What we have found, said Justice Lily Rueda, who is overseeing this subcase, is that “there was serious violence within the ranks of the FARC and of the Armed Forces which merits attention.”

Finally, the JEP’s order opens the door to joint investigations, as the gender violences were committed also within the framework of other violences that the Jurisdiction is already investigating in macrocases like #10, which analyzes crimes by the FARC that cannot receive amnesty; #9, which looks at crimes against territories and ethnic peoples; and #3, which investigates “false positives”, as there have been cases where there was sexual violence before the murder.

Also in macrocase #6, which is investigating the violence against the Patriotic Union Party, and in #8, about crimes committed by the Armed Forces in conjunction with the paramilitaries.

Justice and no repetition: the expectations of the victims.

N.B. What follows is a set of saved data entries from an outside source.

PR #1173, opened 2023-10-13
Allow to push Clock pins during inspection

Nevseros:


mintydev789:
Wait, really? This has already been discussed and it's now certain this will be added? I strongly believe clock pins should just be all pushed in the same direction for consistency. I think allowing competitors to apply moves in inspection sets a bad precedent, and judges will be confused by yet another event that has an exception to the standard rules.

EdHollingdale:
With this PR 4g2 also can be removed :)

Pasqui03:
> Wait, really? This has already been discussed and it's now certain this will be added? I strongly believe clock pins should just be all pushed in the same direction for consistency. I think allowing competitors to apply moves in inspection sets a bad precedent, and judges will be confused by yet another event that has an exception to the standard rules.

I am a clock solver and I would like to say that allowing to push clock pins is a game changer in my opinion because it reduces plenty of extras for changing pins during transport and for fallen clocks. As a result, the duration of rounds for that event in schedules would be reduced and there would be more spaces for other events. 
To avoid the confusion by the judges, delegates/organizer should announce that pushing the clock pins is not DNF and it should be enough.

Mattia Pasquini (2019PASQ01)
WCA Junior Delegate

mintydev789:
@Pasqui03 changing pins during transport don't grant extras: https://www.worldcubeassociation.org/regulations/#4g2

mintydev789:
Also, we usually _think_ that telling people about an exception is enough, but it usually isn't. Most judges get used to one way of judging speed events, and they won't pay attention beyond that. If we make this change, we'll immediately have tons of extras due to judges stopping the solver after seeing them apply moves during inspection. Then you also have to make people understand the difference between a pin move and a gear move. What if they think a gear move is allowed too? I think we shouldn't underestimate the confusion this would cause for less-experienced judges.

CarterKoala:
> Wait, really? This has already been discussed and it's now certain this will be added? I strongly believe clock pins should just be all pushed in the same direction for consistency. I think allowing competitors to apply moves in inspection sets a bad precedent, and judges will be confused by yet another event that has an exception to the standard rules.

Definitely not. That's why we are bringing it for feedback - we are aware it is quite a controversial change.

Also just copying my response on the forum as for an explanation why we did not want to go with the 'same direction' approach:
> While this would definitely reduce common incidents, one major concern is the fairness of scrambles. For each scramble, different competitors will get very different pin states and would potentially have an advantage over someone else who got the “same” scramble. This is heightened for those that use 7-simul since the pin state can be a deciding factor on what orientation you start your solve in. There is also potential for abuse if you want the pins to be on the other side - you could just knock the clock over yourself to get a more favorable position. While this could possibly be solved by explicitly allowing this type of pin manipulation, we don’t think it is a great idea to allow pins to be changed via some method while not being allowed to be changed by others (such as just pushing one pin) which could be very confusing for judges.

mintydev789:
@CarterKoala oh, my thinking was that the scramble would specify to either push all pins in or out. We can choose either option as the default option. And then the competitor should not be allowed to force the one they prefer.

CarterKoala:
> @CarterKoala oh, my thinking was that the scramble would specify to either push all pins in or out. We can choose either option as the default option. And then the competitor should not be allowed to force the one they prefer.

Ah, but then you are getting rid of any benefit that making that change would provide - you still would not be able to use regular covers easily (as the orientation would be flipped when you place the cover down), and you would still have to give extras for clocks falling over.

AlexKatyukov:
One question: Why do we need pins as a scramble part if we do not count it as a solved state part?

In my opinion, the proposed solution is great! It's a game changer, but it's a game changer with clearly stated benefits.

mintydev789:
@CarterKoala I see what you mean. I'm still against it though due to my other arguments. I think we should keep this unchanged.

slongbehn:
Personally, I think allowing adjustments during inspection is quite strange. I agree that they should just all be pushed "up" or "down" on the second face when done scrambling.

wca-guidelines.md
```diff
@@ -229,6 +226,12 @@ To be more informative, each Guideline is classified using one of the following
 - E3d++) [CLARIFICATION] Competitors should not consider a personal stopwatch or watch as the official time, and must submit their solution when the judge calls "STOP".
 
 
+## <article-F><clock><clocksolving> Article F: Clock Solving
+
+- F1+) [REMINDER] In the past, the competitor had to place the puzzle onto the mat in a standing position. This is no longer required.
+- F1++) [REMINDER] In the past, the organization team was allowed to enforce unsing a stand for the puzzle. This is no longer allowed.
```
ticklemepierce:
```suggestion
- F1++) [REMINDER] In the past, the organization team was allowed to enforce using a stand for the puzzle. This is no longer allowed.
```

The victims and women’s organizations have petitioned for years for JEP macrocase #11; and they now celebrate its opening as a victory. But they have high expectations about what’s to come, commented María de los Angeles Ríos, coordinator of the project of the National Women’s Network, which is part of the Five Keys Alliance, a platform that gathers several organizations which since 2014 are working for different treatment of sexual violence in the framework of the armed conflict.

“Even though the JEP is more than half through its term, we celebrate that because it’s turning into an opportunity to get away from the historic impunity that has affected the victims of these crimes,” she explained.

Specifically, regarding the time it took to open the case, the attorney commented that the delay could not result in the denial of the victims’ rights to obtain justice, and this is a challenge for the transitional justice system to use methods that will permit the investigation to advance rapidly.

Regarding the undercount of victims and the impunity that has historically surrounded these crimes, Ríos commented that the subject of numbers raises a challenge, but that the undercount doesn’t imply denial of the access to justice. “There has been sexual violence in all of the regions, and the JEP is called to identify the phenomena of the violence. There has to be a complete analysis, we need to ask ourselves what structural reasons made these events possible. We can’t start out with limitations like the number of the victims.”

In the same way, she underscored that the JEP is called upon to establish, in the framework of a process of restorative justice, “measures that can transform the structural conditions in the culture and the society.”

Finally, the attorney said that as organizations of civil society expect, that the JEP will undertake the investigations in macrocase #11 focused on gender, intersectionality, and based on the principle of victims’ participation.

And with regard to the victims, she pointed out that they generally hope that in Colombia there will be access to justice, that these events won’t remain invisible, “and that the different armed actors will understand that they can’t be committing crimes like these.”